== Segment start ==

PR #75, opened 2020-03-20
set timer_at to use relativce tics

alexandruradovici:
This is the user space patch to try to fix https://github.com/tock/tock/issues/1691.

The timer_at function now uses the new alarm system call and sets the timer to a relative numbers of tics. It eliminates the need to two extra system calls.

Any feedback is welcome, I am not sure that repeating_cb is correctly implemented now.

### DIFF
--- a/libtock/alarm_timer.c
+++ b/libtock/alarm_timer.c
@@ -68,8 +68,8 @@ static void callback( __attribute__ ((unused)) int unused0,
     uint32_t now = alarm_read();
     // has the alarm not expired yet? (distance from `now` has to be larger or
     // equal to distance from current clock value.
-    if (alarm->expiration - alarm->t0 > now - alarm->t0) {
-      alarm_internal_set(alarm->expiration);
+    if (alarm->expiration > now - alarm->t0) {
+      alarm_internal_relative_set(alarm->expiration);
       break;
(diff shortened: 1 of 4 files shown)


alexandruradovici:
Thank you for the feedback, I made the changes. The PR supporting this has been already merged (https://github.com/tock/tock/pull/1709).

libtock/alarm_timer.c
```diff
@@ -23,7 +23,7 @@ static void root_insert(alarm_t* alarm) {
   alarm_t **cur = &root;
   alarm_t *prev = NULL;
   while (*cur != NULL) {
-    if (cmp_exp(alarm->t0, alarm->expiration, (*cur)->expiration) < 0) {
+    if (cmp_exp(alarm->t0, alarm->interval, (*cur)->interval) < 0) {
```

== Segment end ==
== Segment start ==

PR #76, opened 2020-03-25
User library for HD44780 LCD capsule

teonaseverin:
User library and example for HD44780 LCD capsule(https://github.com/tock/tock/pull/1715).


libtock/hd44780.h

== Segment end ==
== Segment start ==

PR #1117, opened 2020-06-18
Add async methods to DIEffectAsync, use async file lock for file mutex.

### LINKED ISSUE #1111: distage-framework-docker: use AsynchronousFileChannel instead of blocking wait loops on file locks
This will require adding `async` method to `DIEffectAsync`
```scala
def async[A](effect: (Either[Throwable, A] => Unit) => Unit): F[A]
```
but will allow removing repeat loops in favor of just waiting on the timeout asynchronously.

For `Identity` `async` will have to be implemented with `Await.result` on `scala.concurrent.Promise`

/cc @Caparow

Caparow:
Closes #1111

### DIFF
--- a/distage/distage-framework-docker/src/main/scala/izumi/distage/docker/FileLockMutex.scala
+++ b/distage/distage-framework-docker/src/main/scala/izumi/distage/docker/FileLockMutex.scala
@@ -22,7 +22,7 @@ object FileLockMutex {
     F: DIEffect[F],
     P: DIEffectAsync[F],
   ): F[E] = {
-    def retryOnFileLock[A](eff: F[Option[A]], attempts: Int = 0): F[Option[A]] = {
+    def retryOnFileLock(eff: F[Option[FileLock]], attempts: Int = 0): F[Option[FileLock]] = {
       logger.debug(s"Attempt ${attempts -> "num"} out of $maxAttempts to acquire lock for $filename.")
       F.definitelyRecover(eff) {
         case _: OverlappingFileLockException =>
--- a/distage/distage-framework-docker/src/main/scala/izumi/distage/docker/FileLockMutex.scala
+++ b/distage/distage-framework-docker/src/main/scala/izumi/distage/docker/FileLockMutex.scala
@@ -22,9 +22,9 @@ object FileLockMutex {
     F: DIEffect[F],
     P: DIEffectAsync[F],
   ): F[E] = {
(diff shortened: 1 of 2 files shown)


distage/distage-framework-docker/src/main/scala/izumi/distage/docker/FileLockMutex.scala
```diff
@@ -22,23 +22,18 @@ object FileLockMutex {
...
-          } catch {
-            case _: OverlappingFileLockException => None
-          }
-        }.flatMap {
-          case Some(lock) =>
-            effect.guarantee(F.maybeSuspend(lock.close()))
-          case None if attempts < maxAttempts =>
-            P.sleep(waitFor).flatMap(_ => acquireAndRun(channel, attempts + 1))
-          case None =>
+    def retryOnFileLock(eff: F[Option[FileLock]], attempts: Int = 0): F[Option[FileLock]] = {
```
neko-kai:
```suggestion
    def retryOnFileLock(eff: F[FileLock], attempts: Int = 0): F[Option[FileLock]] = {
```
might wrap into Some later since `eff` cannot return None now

== Segment end ==

WORK REQUEST: On how many lines above does the word "OverlappingFileLockException" appear? Only the number should be given.

ANSWER FOR THE TASK: 2